D-Wave Systems saw its valuation cut by more than half after it undertook a refinancing effort this year, according to a report in the Globe and Mail.
D-Wave is a pioneer in quantum computing which attracted funding from investors including the U.S. Central Intelligence Agency’s venture capital arm, Amazon CEO Jeff Bezos and fund giant Fidelity Investments, the paper reports.
The paper stated that their sources report US $40-million of the financing came as part of a capital restructuring that cut D-Wave’s valuation to less than US$170-million before the receipt of funds, down from about US$450-million. The funding includes US $10-million from new investor NEC Corp.,
The Globe and Mail said it is not disclosing their identities as they are not authorized to speak on the matter.
Several existing investors who participated maintained their relative stakes, – including Montreal-based Public Sector Pension Investment Board (D-Wave’s top shareholder, with $100-million-plus invested to date), Business Development Bank of Canada and Goldman Sachs, limiting the writedown of their holdings. Those that didn’t, including the CIA’s In-Q-Tel arm, Mr. Bezos and Fidelity, saw their stakes significantly devalued, by upward of 85 per cent in some cases.
D-Wave finds itself in an increasingly competitive space. The Burnaby, B.C.based company faces increased competition not just from alternative forms of quantum computers, but also from rapidly rising startups and huge industry giants that are creating their own quantum computers, such as Microsoft, Google, and IBM.

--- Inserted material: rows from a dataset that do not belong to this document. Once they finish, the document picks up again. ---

Issue #848, opened 2017-05-16
Use support email list for failed cron jobs


awead:
Cron job failures are currently being sent to UL-DLT-HYDRA@LISTS.PSU.EDU, which is defunct. We should use umg-up.its.scholarsphere-support@groups.ucs.psu.edu instead.

Issue #849, opened 2017-05-16
Refactor cronjobs


awead:
Cronjobs need some TLC. They seem to be shell scripts that call rake tasks, and sometimes report errors via email. Maybe we should have a consistent "interface" or process through which all jobs are run and make sure this is done in the same way for all the existing jobs.

PR #851, opened 2017-05-17
Update cronjobs with current emails, ref #848

awead:
Updates the emails used in cronjobs to send failure information. Also adds the daily stats jobs to schedule.rb and adjusts Capistrano's whenever settings so that crontabs are being cleared and regenerated correctly.

I'm not sure how send_daily_stats.bash was getting run unless it was managed somewhere else, so maybe that change needs to come out.

@cam156


awead:
There's more work to be done here regarding cronjobs, but that's targeted in #849

carolyncole (approved):

Issue #842, opened 2017-05-12
GA download stats will likely be broken


awead:
See https://github.com/projecthydra-labs/hyrax/issues/968

We don't appear to be using the `#file_download` selector so download click events will not get sent to Google Analytics.

Kudos to @hackmastera for finding this one!

awead:
I've confirmed on our QA system that download events are not being registered.

PR #852, opened 2017-05-17
Fix issue with capturing and rendering Google Analytics info, ref #842

awead:
GA was not registering any file downloads because the configured dom id wasn't there. Also, the rake tasks that were caching this information were not executing.

Since download links can be in multiple places, we're opting for a class that can be applied to any link and will register that event in Google. The rake task wasn't executing because existing loading mechanisms weren't including all the correct code from the Legato gem.

### DIFF
--- a/app/views/curation_concerns/file_sets/_actions.html.erb
+++ b/app/views/curation_concerns/file_sets/_actions.html.erb
@@ -1,0 +1,42 @@
+<%# Overrides Sufia to add class to download link to track statistics via GA %>
+<div class="btn-group">
+
+  <button class="btn btn-default dropdown-toggle" data-toggle="dropdown" type="button" id="dropdownMenu_<%= file_set.id %>" aria-haspopup="true">
+    <span class="sr-only">Press to </span>
+    Select an action
+    <span class="caret" aria-hidden="true"></span>
+  </button>
+
+  <ul role="menu" class="dropdown-menu dropdown-menu-right" aria-labelledby="dropdownMenu_<%= file_set.id %>">
+
+  <% if can?(:edit, file_set.id) %>
+    <li role="menuitem" tabindex="-1">
+      <%= link_to 'Edit', edit_polymorphic_path([main_app, file_set]),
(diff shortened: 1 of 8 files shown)


awead:
@cam156 This fixes the capturing of the stats and the display, but the data gathering has some problems.
stats
I've note one issue here #856 but I'm sure there are other issues that we should capture in different tickets.

app/views/curation_concerns/file_sets/_actions.html.erb
```diff
@@ -0,0 +1,42 @@
+<div class="btn-group">
```
carolyncole, line 2: @awead can you add a comment here indicating that you are overriding the file to allow for download tracking?

carolyncole (changes requested):

app/views/curation_concerns/file_sets/_actions.html.erb
awead: @cam156 it's on line 31, just above where the override is occurring.

carolyncole: @awead It is easier to find it when it is at the top of the file.  The other files had the change at the top.  Why in this one did you only add it on the line?

awead: @cam156 for the other files, it made more sense to put it near the `if` block, which coincided with the top of the file. In the case of this file, there are many `if can?` blocks and it's not immediately evident that we added an additional one. I wanted the comment to go closest the one that we were adding so that it was more evident what changes were being made.

carolyncole: @awead All I am asking for is an additional comment at the top of the file  to make it obvious the only reason this file was overridden was for download tracking.  Are you not willing to put that comment in?

awead: @cam156 I've moved the comment to the top of the file.

carolyncole (approved):

PR #160, opened 2023-07-04
Add support for third party sorts

saulshanabrook:
This PR adds support for third party packages to add their own sorts.

I am using it in https://github.com/metadsl/egglog-python/pull/31 to add a custom `PyObject` sort, with primitive operations for executing code and converting.

### DIFF
--- a/src/lib.rs
+++ b/src/lib.rs
@@ -21,7 +21,7 @@ use proofs::ProofState;
 use symbolic_expressions::Sexp;
 
 use ast::*;
-use typechecking::{TypeInfo, UNIT_SYM};
+pub use typechecking::{TypeInfo, UNIT_SYM};
 
 use std::fmt::{Formatter, Write};
 use std::fs::File;
@@ -35,7 +35,7 @@ use std::rc::Rc;
 use std::{fmt::Debug, sync::Arc};
 use typecheck::Program;
 
-type ArcSort = Arc<dyn Sort>;
+pub type ArcSort = Arc<dyn Sort>;
 
 pub use value::*;
 
@@ -1230,6 +1230,10 @@ impl EGraph {
 
     pub(crate) fn get_sort(&self, value: &Value) -> Option<&ArcSort> {
         self.proof_state.type_info.sorts.get(&value.tag)
+    }
+
+    pub fn add_sort<S: Sort + 'static>(&mut self, sort: S) {
+        self.proof_state.type_info.add_sort(sort);
     }
 
     // Gets the last extract report and returns it, if the last command saved it.
--- a/src/lib.rs
+++ b/src/lib.rs
@@ -1236,7 +1236,6 @@ impl EGraph {
         self.proof_state.type_info.add_arcsort(arcsort)
     }
 
-
     // Gets the last extract report and returns it, if the last command saved it.
     pub fn get_extract_report(&self) -> &Option<ExtractReport> {
         &self.extract_report
--- a/src/lib.rs
+++ b/src/lib.rs
@@ -719,7 +719,7 @@ impl EGraph {
         Ok(())
     }
 
-    fn eval_expr(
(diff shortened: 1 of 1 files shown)


src/lib.rs
```diff
@@ -21,7 +21,7 @@ use proofs::ProofState;
 use symbolic_expressions::Sexp;
 
 use ast::*;
-use typechecking::{TypeInfo, UNIT_SYM};
+pub use typechecking::{TypeInfo, UNIT_SYM};
```
saulshanabrook, line 24: Must make public so that can access `TypeInfo` which is an argument to a method on sorts

src/lib.rs
```diff
@@ -35,7 +35,7 @@ use std::rc::Rc;
 use std::{fmt::Debug, sync::Arc};
 use typecheck::Program;
 
-type ArcSort = Arc<dyn Sort>;
+pub type ArcSort = Arc<dyn Sort>;
```
saulshanabrook, line 38: Not strictly necessary but a useful alias

src/lib.rs
```diff
@@ -719,7 +719,7 @@ impl EGraph {
         Ok(())
     }
 
-    fn eval_expr(
+    pub fn eval_expr(
```
saulshanabrook, line 722: I started using this to eval the Python expr (which looks like `(py-object-hash 123123 123123)`) to the value, so then I can retrieve the Python object from it.

src/lib.rs
```diff
@@ -1232,6 +1232,11 @@ impl EGraph {
         self.proof_state.type_info.sorts.get(&value.tag)
     }
 
+    pub fn add_arcsort(&mut self, arcsort: ArcSort) -> Result<(), TypeError> {
+        self.proof_state.type_info.add_arcsort(arcsort)
+    }
+
+
```
saulshanabrook, line 1239: Originally I just exposed the `add_sort`, but I needed the more general `add_acrsort` so that I can save the sort in Python.

yihozhang:
Interesting! I did some hacking a while ago trying to support user-defined appliers for [szalinski](https://github.com/yihozhang/szalinski-egglog), which has some custom appliers for list manipulation. Appliers are basically primitives with a handle to the e-graph so that it can have side effects. I kinda abandoned that project though because AFAIR to type-check these user-defined primitives/appliers requires access to handles to types like `List`, and this requires some refactoring I remember.

Do you have a similar use case where you need to define your own primitives for types (that you don't own)? It seems all you need is just to make type_info public?

saulshanabrook:
> Do you have a similar use case where you need to define your own primitives for types (that you don't own)? It seems all you need is just to make type_info public?

I just added some primitives for converting to/from strings with some test cases: https://github.com/metadsl/egglog-python/pull/31/commits/943acc08f00c6c03b0e6e462396650d0b8121cf0 Is this what you mean?

> Appliers are basically primitives with a handle to the e-graph so that it can have side effects. I kinda abandoned that project though because AFAIR to type-check these user-defined primitives/appliers requires access to handles to types like List, and this requires some refactoring I remember.

This sounds a bit similar to what I was experimenting with in the lambda calculus PR https://github.com/egraphs-good/egglog/pull/155, where I added the egraph to the `apply` args so that I could mutate in the primitive applications:

https://github.com/egraphs-good/egglog/blob/d5c85e38b6c9818c3945cde395d214a7a71b667d/src/sort/lambda.rs#L148-L177

yihozhang:
Ah I see. Thanks, very interesting! I also saw that you use `type_info.get_sort()` to get the sort you need for type checking. So it now seems that the idea of porting Szalinski to egglog is feasible as you've done something similar in your lambda calculus and egglog-python.

saulshanabrook:
Ah cool, yeah feel free to ping me if you have any other questions about the approach.

PR #161, opened 2023-07-07
Update README Python binding doc link

bskinn:
README links to https://egglog-python.readthedocs.io/en/latest/, but that page 404s.

It appears these docs are at https://egg-smol-python.readthedocs.io/en/latest/?

### DIFF
--- a/README.md
+++ b/README.md
@@ -12,7 +12,7 @@ This is repo for the `egglog` tool accompanying the paper
 If you use this work, please use [this citation](./CITATION.bib). 
 
 See also the Python binding, which provides a bit more documentation:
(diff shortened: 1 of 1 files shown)


mwillsey:
Good catch! I think I got a little overzealous with find-and-replace when I renamed this repo from `egg-smol` to `egglog`. @saulshanabrook, should the `egg-smol-python` package be renamed?

saulshanabrook:
@mwillsey Yeah I had an issue for that, they could not rename it, said I will have to delete and remove the project which I can do https://github.com/metadsl/egglog-python/issues/18

PR #162, opened 2023-07-10
add log2 for i64 to help qualify shift rewrites

ryan-berger:


mwillsey:
Uh oh, looks like this is an unstable library function?

mwillsey:
I merged from main, where we updated our rust verison

ryan-berger:
@mwillsey Sorry, just saw this. ilog2 only recently was accepted as a proposal. Glad y'all were able to just update Rust to fix the issue, wasn't sure what you'd decide to do.

Thanks again!

PR #171, opened 2023-07-18
Add serialization support

saulshanabrook:
This PR adds serialization support to the [`egraph-serialize` format](https://github.com/egraphs-good/egraph-serialize).

It pulls some ideas and code from the viz pr (#147) around requirements for the serialization format.

I also started using the [insta](https://github.com/mitsuhiko/insta) library for snapshot testing, to verify that certain examples are serialized properly. So far, I just tried to manually look over them to make sure they seem sensible.

Once the viz work is redone on top of this, it will also be easier to quickly verify the results.

The choice of how to determine the node IDs is not the most straightforward one, but conforms to certain properties that were useful for the graphviz work, which would use these directly (since in graphviz you can't actually point to a cluster, you have to point to nodes).

[Link](https://egraphs.zulipchat.com/#narrow/stream/328972-general/topic/e-graph.20serialization.20format/near/374049206) to some relevant convo on zulip around how to serialize.


src/sort/mod.rs
```diff
@@ -56,6 +58,13 @@ pub trait Sort: Any + Send + Sync + Debug {
         false
     }
 
+    /// Return the inner values and sorts.
+    /// Only eq_container_sort need to implement this method,
+    fn inner_values(&self, value: &Value) -> Vec<(&ArcSort, Value)> {
+        let _ = value;
+        vec![]
+    }
+
```
saulshanabrook, line 67: I added this so that we can properly handle e-classes inside of collections. If we just use `extract` (what I tried previously) then it will only give us a particular e-node from a collection, instead of referencing the full e-class.

mwillsey:
While there are definitely some benefits to snapshot testing, I'm not ready to commit to it with this PR. Can you please back it out for now?

Otherwise the PR looks great!

saulshanabrook:
Thanks! Sure, I just removed the tests.

PR #174, opened 2023-07-26
Fix serialize checking for temp name

saulshanabrook:
Switches the check in the serialize to use the `number_underscores` variable instead of hardcoding them so it is more accurate.

Discovered when adding test files to egraph-serialize with `--save-json` CLI command https://github.com/egraphs-good/egraph-serialize/pull/4


oflatt:
Good idea!

PR #175, opened 2023-07-28
Add conversions between ints and floats

saulshanabrook:
This PR adds conversions between ints and floats.

I wasn't sure if I should include the argument type name in the function name (i.e. `f64-to-i64` instead of `to-i64`), but I opted not to since there is already a `to-f64` in the `Rational` sort. However, I did notice that the `Map` and `Set` functions are prefixed with the argument names, so I am unclear on if there is a best practice here.

I need this in https://github.com/metadsl/egglog-python/pull/31 in an example replicating the [Array API](https://data-apis.org/array-api/2022.12/index.html#)


mwillsey:
We don't have a strong convention at the moment, so I think this is fine!

PR #176, opened 2023-07-31
Cleanup from terms PR

oflatt:
This PR:
- Adds more desugaring to clean up the front end more
   - Got rid of define in favor of let
   - All run statements are converted to schedules
- Handles globals as an environment instead of declaring tables
- Fixes several bugs in saturation
   - One bug where we were inserting new timestamps too eagerly
   - One bug where saturation relies on seminaive
- Gets rid of proofs code because they don't work
- Adds a resugaring so that we can look at the IR more easily
- New command line arguments for looking at the IR
- Various other small changes

Sorry all these changes are together, it was tough to get them from my terms PR.


src/sort/map.rs
```diff
@@ -45,6 +45,20 @@ impl MapSort {
     }
 }
 
+impl MapSort {
+    pub fn presort_names() -> Vec<Symbol> {
```
oflatt, line 49: Presort names is so bad bad but I'm not sure how else to get presort names

src/ast/desugar.rs
```diff
@@ -449,69 +587,63 @@ pub(crate) fn desugar_command(
...
+                )?
+                .into_iter()
+                .map(|cmd| cmd.command)
                 .collect()
         }
         Command::Check(facts) => {
-            let mut res = vec![NCommand::Check(flatten_facts(&facts, desugar))];
+            let res = vec![NCommand::Check(flatten_facts(&facts, desugar))];
 
             if get_all_proofs {
```
ezrosent, line 633: There's lots of stuff commented out in this block. Should it be removed? If you want to leave it in, I think it'd help to add another comment as context.

src/extract.rs
```diff
@@ -61,71 +68,114 @@ impl EGraph {
...
                 .costs
                 .get(&id)
-                .unwrap_or_else(|| panic!("No cost for {:?}", value));
-            (*cost, self.expr_from_node(node))
+                .unwrap_or_else(|| {
+                    eprintln!("No cost for {:?}", value);
+                    for func in self.egraph.functions.values() {
+                        for (inputs, output) in func.nodes.iter() {
+                            if output.value == value {
+                                eprintln!("Found unextractable function: {:?}", func.decl.name);
```
ezrosent, line 113: I think `eprintln!`s would be better off being replaced as log statements. These can probably be `log::error!`s. The nice thing about logs is that callers can opt out, which is useful when using egglog as a library.

src/gj.rs
```diff
@@ -30,44 +35,91 @@ enum Instr<'a> {
...
+struct VarInfo2 {
+    occurences: Vec<usize>,
+    intersected_on: usize,
+    size_guess: usize,
+    is_nonparent_input: bool,
+}
+
+struct InputSizes<'a> {
+    cur_stage: usize,
+    // Each stage we're intersecting {set_k}_k
```
ezrosent, line 49: Having wrote this comment, I'm not sure that it really makes sense out of context. Instead, how about "a map from from stage to vector of costs for each stage, where 'cost' is the largest relation being intersected".

src/lib.rs
```diff
@@ -841,23 +936,32 @@ impl EGraph {
                     "Skipping schedule.".to_string()
                 }
             }
-            NCommand::Extract { var, variants } => {
+            /*NCommand::Extract { var, variants } => {
```
ezrosent, line 939: Same question here: I think it'd help if large commented-out blocks like this should either be removed or documented a bit more.

src/sort/vec.rs
```diff
@@ -69,21 +83,8 @@ impl Sort for VecSort {
         result
     }
 
-    fn canonicalize(&self, value: &mut Value, unionfind: &UnionFind) -> bool {
```
ezrosent, line 72: Why is this getting backed out? Don't we still want to canonicalize vectors?

tests/files.rs
```diff
@@ -7,45 +7,51 @@ use libtest_mimic::Trial;
...
+        };
+
+        if !self.resugar {
+            self.test_program(&program, "Top level error");
+        } else if self.resugar {
             let mut egraph = EGraph::default();
-            egraph.set_underscores_for_desugaring(4);
+            egraph.set_underscores_for_desugaring(3);
             let parsed = egraph.parse_program(&program).unwrap();
+            // TODO can we test after term encoding instead?
```
ezrosent, line 31: Not sure what this comment refers to: what gets tested post-term encoding?

ezrosent (commented):
Took a quick pass here.

tests/files.rs
oflatt: This test tests that desugaring and resugaring round-trip still works. I was wondering if we could add a round-trip with term encoding (but it's no longer relevant so I'll remove it)

src/sort/vec.rs
oflatt: Oof, good catch, it shouldn't be backed out.
We really need better testing for containers

src/extract.rs
oflatt: good idea

PR #182, opened 2023-08-10
Change remaining README uses of `define` to `let`

wilcoxjay:
I think this was an oversight when removing `define` in #176.


wilcoxjay:
cc: @oflatt

PR #183, opened 2023-08-10
Print extracted terms to stdout

oflatt:


src/typecheck.rs
```diff
@@ -886,17 +886,23 @@ impl EGraph {
...
+                        log::info!("extracted with cost {cost}: {}", extracted);
+                        println!("{}", extracted);
                     } else {
                         if variants < 0 {
                             panic!("Cannot extract negative number of variants");
                         }
                         let extracted =
                             self.extract_variants(values[0], variants as usize, &mut termdag);
                         log::info!("extracted variants:");
+                        println!("(");
```
oflatt, line 899: This wraps the variants in parenthesis for easy parsing as a unit.

PR #186, opened 2023-08-11
Exposes visualizations in CLI and in the web

saulshanabrook:
This PR adds the ability to export an egglog graph to SVG via the command line and also renders a live graph in the web viewer. 

It uses the serialization support added in #171 and the graph support in the serialization repo added in https://github.com/egraphs-good/egraph-serialize/pull/4 to do the heavy lifting.

It is the same branch as #147, but I have opened a new PR so that the diff is clearer (the old diff seemed to stop being updated once it was closed).

Also if we want to refer to the changes in that old PR for posterity, we can continue looking at it in its frozen state.


.github/workflows/deploy.yml
```diff
@@ -17,11 +17,17 @@ jobs:
     - name: Build
       run: make web
 
+    - name: Upload web artifact
+      uses: actions/upload-artifact@v3
+      with:
+        name: www
+        path: target/www
+
```
mwillsey, line 25: What's going on here? What is the artifact used for?

src/serialize.rs
```diff
@@ -51,7 +51,7 @@ impl EGraph {
     /// - Functions which return primitive values will be added to the e-class of that value.
     /// - Nodes will have consistant IDs throughout execution of e-graph (used for animating changes in the visualization)
     /// - Edges in the visualization will be well distributed (used for animating changes in the visualization)
-    ///   (Note that this will be changed in https://github.com/egraphs-good/egglog/pull/158 so that edges point to exact nodes instead of looking up the e-class)
+    ///   (Note that this will be changed in `<https://github.copom/egraphs-good/egglog/pull/158>` so that edges point to exact nodes instead of looking up the e-class)
```
mwillsey, line 54: typo here

.github/workflows/deploy.yml
saulshanabrook: I was using it to manually verify the website contents in this PR (to make sure it was built correctly). Otherwise, there isn't a way in a PR to verify what the website will look like (since it isn't deployed from other branches).

I am happy to either:

* Remove this
* Add a comment to say you can manually download the artifact to look at the website

What would you prefer?

src/serialize.rs
saulshanabrook, line 54:
```suggestion
    ///   (Note that this will be changed in `<https://github.com/egraphs-good/egglog/pull/158>` so that edges point to exact nodes instead of looking up the e-class)
```

.github/workflows/deploy.yml
mwillsey: That’s clever. Sure just comment it. I assume artifacts are ephemeral?

saulshanabrook: Yep, they are stored for 90 days by default it [looks like](https://docs.github.com/en/actions/using-workflows/storing-workflow-data-as-artifacts#about-workflow-artifacts)?

> By default, GitHub stores build logs and artifacts for 90 days, and this retention period can be customized. For more information, see "[Usage limits, billing, and administration](https://docs.github.com/en/actions/learn-github-actions/usage-limits-billing-and-administration#artifact-and-log-retention-policy)." The retention period for a pull request restarts each time someone pushes a new commit to the pull request.

saulshanabrook: Added a comment which also links to this upstream issue for PR github pages deploys: https://github.com/orgs/community/discussions/7730

PR #3719, opened 2017-04-22
Subtlety Rogue 7.2.5 PTR Changes

Mystler:
This should cover all of the current PTR changes for Subtlety Rogues and introduces an additional APL that is run when ptr is set. The PTR APL only contains minor changes for now, though.


aethys256 (approved):
Everything looks fine from my first look, good job!

PR #3726, opened 2017-04-27
[Mage] Changing APL to use Prolonged Power over Deadly Grace for Fire

ForgyGaming:
Changed the fire mage potion override from Deadly Grace + Prolonged power (that had no conditions assigned) to just Prolonged Power since it seems to perform better. Results of sim of my gear and default NH gear attached. Normal talent setup and ones that should favor deadly grace over prolonged, yet prolonged always won

http://www.files.com/set/590153ba5fa1f


Frostedmages:
I can do this without merging a few different commits.

ForgyGaming:
If the end result is the same its all good :) Thanks

PR #3729, opened 2017-04-27
[Mage] Arcane Explosion over Arcane Blast

ShinLei:
Im not sure if im on the right section for this, sry if its wrong.

Is it possible to write an Profile for Arcane Explosion over Arcane blast?

The reason for it is this post.

https://www.altered-time.com/forum/viewtopic.php?f=3&t=4315


Frostedmages:
No, we are not going to be merging Mage-Legion-Dev into Legion-Dev right now. If you want to make a clean pull request for legion-dev, I can look at that. I'll take a look at that thread too.

PR #3733, opened 2017-04-28
[Mage] Arcane/Frost proc tracking

cgdangelo:
Fire has several procs tracking Heating Up/Hot Streak events, but none exist for Arcane/Frost.

I've added procs for both specs: Arcane Missiles for Arcane, Fingers of Frost/Brain Freeze for Frost. For BF, I made a distinction between _generated_ (no current BF proc) and _regenerated_ (BF proc applied after delay).

There's admittedly a lot of copy/paste here so it might be worthwhile to refactor a bit and minimize code duplication. If everything else seems alright otherwise then I can look into that as well.

### DIFF
--- a/engine/class_modules/sc_mage.cpp
+++ b/engine/class_modules/sc_mage.cpp
@@ -387,6 +387,7 @@ public:
           * arcane_missiles_wasted; // Additional AM generated at max stacks
 
     proc_t* brain_freeze_generated, // BF proc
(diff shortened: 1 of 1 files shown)


vituscze:
As discussed on Discord, default buff tracking does most of this and the extra stuff it doesn't (tracking expired stacks, BF generate/regenerate) is not all that useful.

The Globe and Mail reports that D-Wave has been addressing this increasingly competitive space with personnel moves. It reports that, this year, D-Wave promoted Alan Baratz to chief executive officer to step up efforts to commercialize its technology. Other top executives, including its chief financial officer and senior vice-president responsible for applications and technology, have left the company. Long-time board members Steve Jurvetson, a Silicon Valley venture capitalist, and ex-Cisco executive Don Listwin also left, the newspaper reports.
Baratz is credited with shifting D-Wave’s strategy away from selling computers, which listed for US$15-million, in favor a model that offers cloud-based access to the machines.
D-Wave says these moves put the company in a place where their technology can help companies solve real-world business problems and deliver business value.
Other investors agreed with D-Wave’s new direction and are confident in the company’s future.
“The company has never looked better,” Rick Nathan, managing director with Kensington Capital Partners, a D-Wave investor, told the Globe and Mail. “After all this time, it now feels like [D-Wave] has achieved real product market fit and is scaling with its customers. This is new, and as a long-time investor, it is great to see.”